What is being asked.
Set every entry down again exactly, omitting none.

(Stored records)
--- START ---

PR #391, opened 2025-06-03
docs: add ADR for branch protection

UlisesGascon:
Related https://github.com/expressjs/security-wg/issues/2

cc: @expressjs/express-tc @expressjs/security-wg

### DIFF
--- a/docs/adr/367-branch-protection-md
+++ b/docs/adr/367-branch-protection-md
@@ -14,7 +14,7 @@ Accepted
 
 ## Context
 
-Branch protection rules in GitHub enforce key policies—such as required reviews, status checks, and linear history—that help safeguard critical branches like `main`, `master` or version specific. Despite the clear benefits, adoption across repositories has been inconsistent, leading to:
+Branch protection rules in GitHub enforce key policies—such as required reviews, status checks, and linear history—that help safeguard critical branches like `main`, `master` or version branches/tags. Despite the clear benefits, adoption across repositories has been inconsistent, leading to:
 
 - Risk of direct or accidental pushes to protected branches
 - Increased likelihood of unreviewed or unsafe code merges
--- a/docs/adr/367-branch-protection-md
+++ b/docs/adr/367-branch-protection-md
@@ -36,7 +36,7 @@ Key rules to be applied:
 
 Optional rules:
 - Enforce linear history (disable merge commits, allow squash/rebase)
-- Restrict who can push directly to the protected branches
+- Restrict who can push directly to the protected branches to people who can release (captains, TC, etc)
 
 ### Exceptions:
 
--- a/docs/adr/367-branch-protection-md
+++ b/docs/adr/367-branch-protection-md
@@ -30,7 +30,7 @@ This decision aims to normalize a secure-by-default stance while maintaining fle
 
 Key rules to be applied:
 
-- Protect the `main`, `master`, and `v*` branches
+- Protect release branches, this includes: `main`, `master`, and `v*` branches/tags
 - Require pull request reviews before merging (at least 1 approval)
 - Require all status checks to pass before merging
 
--- a/docs/adr/367-branch-protection-md
+++ b/docs/adr/367-branch-protection-md
@@ -43,6 +43,9 @@ Optional rules:
 - TC members and Repo Captains will retain the ability to **temporarily bypass branch protections** in critical scenarios:
   - Security fixes that require immediate deployment
   - Emergency production incidents
+  - When CI is clearly broken for unrelated reasons
+  - To fix history when necessary
+  - When a reasonable case is made where the exception makes sense
 - These exceptions must be documented in the relevant PR or release communication
 
 ## Rationale
--- a/docs/adr/367-branch-protection-md
+++ b/docs/adr/367-branch-protection-md
@@ -1,0 +1,106 @@
+# ADR 367: Enforce Branch Protection by Default Across All Repositories
+
+## Status
+
+Accepted
+
+## Submitters
+
+- @UlisesGascon
+
+## Decision Owners
+
+- @expressjs/express-tc
+
+## Context
+
+Branch protection rules in GitHub enforce key policies—such as required reviews, status checks, and linear history—that help safeguard critical branches like `main`, `master` or version specific. Despite the clear benefits, adoption across repositories has been inconsistent, leading to:
+
+- Risk of direct or accidental pushes to protected branches
+- Increased likelihood of unreviewed or unsafe code merges
+- Reduced ability to enforce standardized development workflows
+
+GitHub allows fine-grained control over branch protections, including the ability for administrators (tc members, repo captains...) to bypass rules when needed (e.g., urgent hotfixes or security patches).
+
+This decision aims to normalize a secure-by-default stance while maintaining flexibility for urgent, responsible exceptions.
+
+## Decision
+
+**Branch protection rules will be enabled by default on all repositories.**
+
+Key rules to be applied:
+
+- Protect the `main`, `master`, and `v*` branches
+- Require pull request reviews before merging (at least 1 approval)
+- Require all status checks to pass before merging
+
+Optional rules:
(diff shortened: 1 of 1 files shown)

--- END ---

Exercise result.
PR #391, opened 2025-06-03
docs: add ADR for branch protection

UlisesGascon:
Related https://github.com/expressjs/security-wg/issues/2

cc: @expressjs/express-tc @expressjs/security-wg

### DIFF
--- a/docs/adr/367-branch-protection-md
+++ b/docs/adr/367-branch-protection-md
@@ -14,7 +14,7 @@ Accepted
 
 ## Context
 
-Branch protection rules in GitHub enforce key policies—such as required reviews, status checks, and linear history—that help safeguard critical branches like `main`, `master` or version specific. Despite the clear benefits, adoption across repositories has been inconsistent, leading to:
+Branch protection rules in GitHub enforce key policies—such as required reviews, status checks, and linear history—that help safeguard critical branches like `main`, `master` or version branches/tags. Despite the clear benefits, adoption across repositories has been inconsistent, leading to:
 
 - Risk of direct or accidental pushes to protected branches
 - Increased likelihood of unreviewed or unsafe code merges
--- a/docs/adr/367-branch-protection-md
+++ b/docs/adr/367-branch-protection-md
@@ -36,7 +36,7 @@ Key rules to be applied:
 
 Optional rules:
 - Enforce linear history (disable merge commits, allow squash/rebase)
-- Restrict who can push directly to the protected branches
+- Restrict who can push directly to the protected branches to people who can release (captains, TC, etc)
 
 ### Exceptions:
 
--- a/docs/adr/367-branch-protection-md
+++ b/docs/adr/367-branch-protection-md
@@ -30,7 +30,7 @@ This decision aims to normalize a secure-by-default stance while maintaining fle
 
 Key rules to be applied:
 
-- Protect the `main`, `master`, and `v*` branches
+- Protect release branches, this includes: `main`, `master`, and `v*` branches/tags
 - Require pull request reviews before merging (at least 1 approval)
 - Require all status checks to pass before merging
 
--- a/docs/adr/367-branch-protection-md
+++ b/docs/adr/367-branch-protection-md
@@ -43,6 +43,9 @@ Optional rules:
 - TC members and Repo Captains will retain the ability to **temporarily bypass branch protections** in critical scenarios:
   - Security fixes that require immediate deployment
   - Emergency production incidents
+  - When CI is clearly broken for unrelated reasons
+  - To fix history when necessary
+  - When a reasonable case is made where the exception makes sense
 - These exceptions must be documented in the relevant PR or release communication
 
 ## Rationale
--- a/docs/adr/367-branch-protection-md
+++ b/docs/adr/367-branch-protection-md
@@ -1,0 +1,106 @@
+# ADR 367: Enforce Branch Protection by Default Across All Repositories
+
+## Status
+
+Accepted
+
+## Submitters
+
+- @UlisesGascon
+
+## Decision Owners
+
+- @expressjs/express-tc
+
+## Context
+
+Branch protection rules in GitHub enforce key policies—such as required reviews, status checks, and linear history—that help safeguard critical branches like `main`, `master` or version specific. Despite the clear benefits, adoption across repositories has been inconsistent, leading to:
+
+- Risk of direct or accidental pushes to protected branches
+- Increased likelihood of unreviewed or unsafe code merges
+- Reduced ability to enforce standardized development workflows
+
+GitHub allows fine-grained control over branch protections, including the ability for administrators (tc members, repo captains...) to bypass rules when needed (e.g., urgent hotfixes or security patches).
+
+This decision aims to normalize a secure-by-default stance while maintaining flexibility for urgent, responsible exceptions.
+
+## Decision
+
+**Branch protection rules will be enabled by default on all repositories.**
+
+Key rules to be applied:
+
+- Protect the `main`, `master`, and `v*` branches
+- Require pull request reviews before merging (at least 1 approval)
+- Require all status checks to pass before merging
+
+Optional rules:
(diff shortened: 1 of 1 files shown)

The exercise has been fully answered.